(Data Opens)
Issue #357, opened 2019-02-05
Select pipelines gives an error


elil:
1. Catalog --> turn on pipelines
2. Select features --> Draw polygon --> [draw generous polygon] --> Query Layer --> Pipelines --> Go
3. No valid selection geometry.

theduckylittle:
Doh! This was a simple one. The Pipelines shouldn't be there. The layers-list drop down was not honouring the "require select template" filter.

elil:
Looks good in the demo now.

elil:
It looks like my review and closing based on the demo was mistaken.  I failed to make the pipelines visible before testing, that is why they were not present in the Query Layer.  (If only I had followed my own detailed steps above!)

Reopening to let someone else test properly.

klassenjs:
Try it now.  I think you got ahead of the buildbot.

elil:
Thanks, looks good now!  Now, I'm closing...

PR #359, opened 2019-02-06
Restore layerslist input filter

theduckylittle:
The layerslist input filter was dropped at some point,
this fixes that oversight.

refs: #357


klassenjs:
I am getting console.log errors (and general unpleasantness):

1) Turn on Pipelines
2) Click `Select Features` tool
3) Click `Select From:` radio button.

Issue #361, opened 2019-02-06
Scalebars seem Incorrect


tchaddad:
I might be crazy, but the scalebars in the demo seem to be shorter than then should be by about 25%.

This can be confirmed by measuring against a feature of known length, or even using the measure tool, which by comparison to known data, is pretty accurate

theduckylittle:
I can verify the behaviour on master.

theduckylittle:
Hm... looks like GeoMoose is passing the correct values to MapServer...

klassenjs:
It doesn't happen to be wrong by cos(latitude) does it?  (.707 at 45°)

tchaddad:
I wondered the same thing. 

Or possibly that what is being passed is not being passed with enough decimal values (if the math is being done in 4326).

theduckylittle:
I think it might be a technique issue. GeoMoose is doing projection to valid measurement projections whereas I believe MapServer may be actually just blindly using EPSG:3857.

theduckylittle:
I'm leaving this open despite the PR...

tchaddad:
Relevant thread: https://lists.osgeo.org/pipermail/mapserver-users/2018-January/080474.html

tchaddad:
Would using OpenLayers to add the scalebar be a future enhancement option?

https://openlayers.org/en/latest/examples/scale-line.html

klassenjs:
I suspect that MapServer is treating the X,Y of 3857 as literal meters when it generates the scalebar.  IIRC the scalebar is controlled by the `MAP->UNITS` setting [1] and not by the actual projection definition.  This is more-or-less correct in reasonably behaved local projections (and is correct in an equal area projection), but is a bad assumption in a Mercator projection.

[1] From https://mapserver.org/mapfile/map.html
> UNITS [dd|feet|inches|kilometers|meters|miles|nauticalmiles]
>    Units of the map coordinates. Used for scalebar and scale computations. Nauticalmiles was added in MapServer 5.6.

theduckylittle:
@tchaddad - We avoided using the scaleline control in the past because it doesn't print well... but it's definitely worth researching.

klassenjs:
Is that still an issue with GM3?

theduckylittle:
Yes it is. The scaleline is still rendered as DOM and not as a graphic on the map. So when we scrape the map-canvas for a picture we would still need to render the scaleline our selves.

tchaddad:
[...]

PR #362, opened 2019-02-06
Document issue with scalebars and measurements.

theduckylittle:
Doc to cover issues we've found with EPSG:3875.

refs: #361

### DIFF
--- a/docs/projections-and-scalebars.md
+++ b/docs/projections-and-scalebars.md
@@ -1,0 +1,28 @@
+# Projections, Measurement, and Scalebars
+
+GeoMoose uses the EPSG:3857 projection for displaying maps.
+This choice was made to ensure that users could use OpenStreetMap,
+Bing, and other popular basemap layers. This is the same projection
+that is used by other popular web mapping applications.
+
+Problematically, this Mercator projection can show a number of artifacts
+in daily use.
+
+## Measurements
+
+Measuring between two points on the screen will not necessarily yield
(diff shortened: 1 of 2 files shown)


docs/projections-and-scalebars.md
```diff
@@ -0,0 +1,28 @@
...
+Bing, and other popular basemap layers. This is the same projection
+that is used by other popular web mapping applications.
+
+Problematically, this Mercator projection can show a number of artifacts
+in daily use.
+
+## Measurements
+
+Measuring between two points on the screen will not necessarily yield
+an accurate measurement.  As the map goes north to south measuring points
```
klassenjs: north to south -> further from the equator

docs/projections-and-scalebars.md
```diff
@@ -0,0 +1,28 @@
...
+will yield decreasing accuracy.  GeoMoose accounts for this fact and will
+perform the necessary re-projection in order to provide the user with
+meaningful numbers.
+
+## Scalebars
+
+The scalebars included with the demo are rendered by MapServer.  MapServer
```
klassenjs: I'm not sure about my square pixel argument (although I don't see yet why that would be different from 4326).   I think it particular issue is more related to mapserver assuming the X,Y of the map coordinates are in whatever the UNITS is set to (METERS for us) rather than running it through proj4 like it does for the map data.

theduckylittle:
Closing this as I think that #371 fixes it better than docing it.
(Data Closes)
(Data Opens)
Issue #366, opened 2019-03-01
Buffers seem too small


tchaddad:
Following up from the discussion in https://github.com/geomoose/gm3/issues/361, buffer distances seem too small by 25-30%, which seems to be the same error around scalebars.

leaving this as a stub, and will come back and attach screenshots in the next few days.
(Data Closes)
**Required work:** Which lines above include the string "valid"? Show them.

**Solution to this exercise:**
3. No valid selection geometry.
I think it might be a technique issue. GeoMoose is doing projection to valid measurement projections whereas I believe MapServer may be actually just blindly using EPSG:3857.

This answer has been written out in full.